**EXERCISE OBJECTIVE**
Output all the data exactly.
### EXERCISE DATA
PR #170, opened 2018-11-29
Remove last_modified

radex:
We don't actually need `last_modified` for our new sync implementation. Some people might, but there's no reason why it should be built in if one can just define it in app schema.

### DIFF
--- a/src/RawRecord/test.js
+++ b/src/RawRecord/test.js
@@ -57,7 +57,6 @@ describe('sanitizedRaw()', () => {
######
**TASK RESULT**
PR #170, opened 2018-11-29
Remove last_modified

radex:
We don't actually need `last_modified` for our new sync implementation. Some people might, but there's no reason why it should be built in if one can just define it in app schema.

### DIFF
--- a/src/RawRecord/test.js
+++ b/src/RawRecord/test.js
@@ -57,7 +57,6 @@ describe('sanitizedRaw()', () => {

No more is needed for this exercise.